◆ **What the task requires**
Check every line below for the word "calculateDefaultValue" and copy the ones that have it.

(Stored data entries)
PR #6524, opened 2024-07-31
language of parameter's expression is based on editor type

vder:
## Describe your changes

little change to make `ConfigParameterDefaultValueDeterminer` language aware.

## Checklist before merge

### DIFF
--- a/scenario-compiler/src/main/scala/pl/touk/nussknacker/engine/definition/component/parameter/defaults/ConfigParameterDefaultValueDeterminer.scala
+++ b/scenario-compiler/src/main/scala/pl/touk/nussknacker/engine/definition/component/parameter/defaults/ConfigParameterDefaultValueDeterminer.scala
@@ -2,11 +2,9 @@ package pl.touk.nussknacker.engine.definition.component.parameter.defaults
 
 import pl.touk.nussknacker.engine.graph.expression.Expression
 
-object ConfigParameterDefaultValueDeterminer extends ParameterDefaultValueDeterminer {
+object ConfigParameterDefaultValueDeterminer extends ParameterDefaultValueDeterminer with SimpleLanguageDeterminer {
 
-  override def determineParameterDefaultValue(parameters: DefaultValueDeterminerParameters): Option[Expression] = {
-    // TODO: make language configurable as well
-    parameters.parameterConfig.defaultValue.map(Expression.spel)
-  }
+  override def determineParameterDefaultValue(parameters: DefaultValueDeterminerParameters): Option[Expression] =
+    calculateDefaultValue(parameters.determinedEditor, parameters.parameterConfig.defaultValue)
 
 }
--- a/scenario-compiler/src/main/scala/pl/touk/nussknacker/engine/definition/component/parameter/defaults/ConfigParameterDefaultValueDeterminer.scala
+++ b/scenario-compiler/src/main/scala/pl/touk/nussknacker/engine/definition/component/parameter/defaults/ConfigParameterDefaultValueDeterminer.scala
@@ -2,9 +2,11 @@ package pl.touk.nussknacker.engine.definition.component.parameter.defaults
 
 import pl.touk.nussknacker.engine.graph.expression.Expression
 
-object ConfigParameterDefaultValueDeterminer extends ParameterDefaultValueDeterminer with SimpleLanguageDeterminer {
+object ConfigParameterDefaultValueDeterminer extends ParameterDefaultValueDeterminer {
 
-  override def determineParameterDefaultValue(parameters: DefaultValueDeterminerParameters): Option[Expression] =
-    calculateDefaultValue(parameters.determinedEditor, parameters.parameterConfig.defaultValue)
+  override def determineParameterDefaultValue(parameters: DefaultValueDeterminerParameters): Option[Expression] = {
+    val language = EditorBasedLanguageDeterminer.determineLanguageOf(parameters.determinedEditor)
+    parameters.parameterConfig.defaultValue.map(Expression(language, _))
+  }
 
 }
--- a/scenario-compiler/src/main/scala/pl/touk/nussknacker/engine/definition/component/parameter/defaults/OptionalityBasedDefaultValueDeterminer.scala
+++ b/scenario-compiler/src/main/scala/pl/touk/nussknacker/engine/definition/component/parameter/defaults/OptionalityBasedDefaultValueDeterminer.scala
@@ -1,39 +1,14 @@
 package pl.touk.nussknacker.engine.definition.component.parameter.defaults
 
-import pl.touk.nussknacker.engine.api.definition._
 import pl.touk.nussknacker.engine.graph.expression.Expression
 
-protected object OptionalityBasedDefaultValueDeterminer extends ParameterDefaultValueDeterminer {
+protected object OptionalityBasedDefaultValueDeterminer
+    extends ParameterDefaultValueDeterminer
+    with SimpleLanguageDeterminer {
 
-  override def determineParameterDefaultValue(parameters: DefaultValueDeterminerParameters): Option[Expression] = {
-    Option(parameters).filter(_.isOptional).map { _ =>
-      val lang = parameters.determinedEditor
-        .map {
-          case RawParameterEditor                   => Expression.Language.Spel
-          case simpleEditor: SimpleParameterEditor  => determineLanguageOf(simpleEditor)
-          case DualParameterEditor(simpleEditor, _) => determineLanguageOf(simpleEditor)
-        }
-        .getOrElse {
-          Expression.Language.Spel
-        }
-
-      Expression(lang, "")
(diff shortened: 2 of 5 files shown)


scenario-compiler/src/main/scala/pl/touk/nussknacker/engine/definition/component/parameter/defaults/SimpleLanguageDeterminer.scala
```diff
@@ -0,0 +1,36 @@
+package pl.touk.nussknacker.engine.definition.component.parameter.defaults
+
+import pl.touk.nussknacker.engine.api.definition._
+import pl.touk.nussknacker.engine.graph.expression.Expression
+
+trait SimpleLanguageDeterminer {
+
+  def calculateDefaultValue(
```
arkadius, line 8: It is a little bit supprising that simple language determiner calculate default value :) I'd rather expect that it would do some simple language determining ;-)

scenario-compiler/src/main/scala/pl/touk/nussknacker/engine/definition/component/parameter/defaults/OptionalityBasedDefaultValueDeterminer.scala
```diff
@@ -1,39 +1,14 @@
 package pl.touk.nussknacker.engine.definition.component.parameter.defaults
 
-import pl.touk.nussknacker.engine.api.definition._
 import pl.touk.nussknacker.engine.graph.expression.Expression
 
-protected object OptionalityBasedDefaultValueDeterminer extends ParameterDefaultValueDeterminer {
+protected object OptionalityBasedDefaultValueDeterminer
```
arkadius, line 5: Please use composition over inheritance

scenario-compiler/src/main/scala/pl/touk/nussknacker/engine/definition/component/parameter/defaults/ConfigParameterDefaultValueDeterminer.scala
```diff
@@ -2,11 +2,9 @@ package pl.touk.nussknacker.engine.definition.component.parameter.defaults
 
 import pl.touk.nussknacker.engine.graph.expression.Expression
 
-object ConfigParameterDefaultValueDeterminer extends ParameterDefaultValueDeterminer {
+object ConfigParameterDefaultValueDeterminer extends ParameterDefaultValueDeterminer with SimpleLanguageDeterminer {
```
arkadius, line 5: Please use composition over inheritance

scenario-compiler/src/main/scala/pl/touk/nussknacker/engine/definition/component/parameter/defaults/SimpleLanguageDeterminer.scala
```diff
@@ -0,0 +1,36 @@
...
+      determinedEditor: Option[ParameterEditor],
+      defaultValue: Option[String]
+  ): Option[Expression] =
+    for {
+      value <- defaultValue
+      language <- determinedEditor
+        .collect {
```
mk-software-pl, line 15: IMO it's better to avoid using `collect` in favor of `map` - in the latter case, in the future, when a new editor is added, a compiler shows us this place, and a developer should consider what to do in this new case (currently, we assume that all new cases will have language SpEL)

scenario-compiler/src/main/scala/pl/touk/nussknacker/engine/definition/component/parameter/defaults/SimpleLanguageDeterminer.scala
```diff
@@ -0,0 +1,36 @@
+package pl.touk.nussknacker.engine.definition.component.parameter.defaults
+
+import pl.touk.nussknacker.engine.api.definition._
+import pl.touk.nussknacker.engine.graph.expression.Expression
+
+trait SimpleLanguageDeterminer {
```
wrzontek, line 6: I think this would be better as an `object`, not a `trait`, so essentially "composition over inheritance", as @arkadius says

also `EditorBasedLanguageDeterminer` would be a more telling name IMO

scenario-compiler/src/main/scala/pl/touk/nussknacker/engine/definition/component/parameter/defaults/SimpleLanguageDeterminer.scala
```diff
@@ -0,0 +1,36 @@
...
+      determinedEditor: Option[ParameterEditor],
+      defaultValue: Option[String]
+  ): Option[Expression] =
+    for {
+      value <- defaultValue
+      language <- determinedEditor
+        .collect {
+          case RawParameterEditor                   => Expression.Language.Spel
+          case simpleEditor: SimpleParameterEditor  => determineLanguageOf(simpleEditor)
+          case DualParameterEditor(simpleEditor, _) => determineLanguageOf(simpleEditor)
```
wrzontek, line 18:
```suggestion
          case DualParameterEditor(simpleEditor, DualEditorMode.SIMPLE) => determineLanguageOf(simpleEditor)
          case DualParameterEditor(_, DualEditorMode.RAW)               => Expression.Language.Spel
```

wrzontek:
`TypeRelatedParameterValueDeterminer.defaultStringExpression` also uses very similar logic to determine the language, i think it should also use this new common trait/object

scenario-compiler/src/main/scala/pl/touk/nussknacker/engine/definition/component/parameter/defaults/ConfigParameterDefaultValueDeterminer.scala
```diff
@@ -2,11 +2,9 @@ package pl.touk.nussknacker.engine.definition.component.parameter.defaults
...
 
-  override def determineParameterDefaultValue(parameters: DefaultValueDeterminerParameters): Option[Expression] = {
-    // TODO: make language configurable as well
```
wrzontek, line 8: this TODO wasn't realized, just deleted, are we sure we don't want to keep it?

scenario-compiler/src/main/scala/pl/touk/nussknacker/engine/definition/component/parameter/defaults/SimpleLanguageDeterminer.scala
vder: fixed

scenario-compiler/src/main/scala/pl/touk/nussknacker/engine/definition/component/parameter/defaults/OptionalityBasedDefaultValueDeterminer.scala
vder: fixed

scenario-compiler/src/main/scala/pl/touk/nussknacker/engine/definition/component/parameter/defaults/ConfigParameterDefaultValueDeterminer.scala
vder: fixed

scenario-compiler/src/main/scala/pl/touk/nussknacker/engine/definition/component/parameter/defaults/SimpleLanguageDeterminer.scala
vder: fixed

scenario-compiler/src/main/scala/pl/touk/nussknacker/engine/definition/component/parameter/defaults/SimpleLanguageDeterminer.scala
wrzontek: nevermind, now that i think about it, changing the mode doesn't change the language, so this suggestion should be discarded

scenario-compiler/src/main/scala/pl/touk/nussknacker/engine/definition/component/parameter/defaults/SimpleLanguageDeterminer.scala
vder: fixed

scenario-compiler/src/main/scala/pl/touk/nussknacker/engine/definition/component/parameter/defaults/ConfigParameterDefaultValueDeterminer.scala
vder: Mixed feelieng here, as far as I understand the logic, Editor is enough to determine the language of the expression. I would like to avoid situation where we have to define the same thing in several places as it always brings some synchro issues.

wrzontek (approved):

arkadius (approved):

◆ **Answer box**
+    calculateDefaultValue(parameters.determinedEditor, parameters.parameterConfig.defaultValue)
-    calculateDefaultValue(parameters.determinedEditor, parameters.parameterConfig.defaultValue)
+  def calculateDefaultValue(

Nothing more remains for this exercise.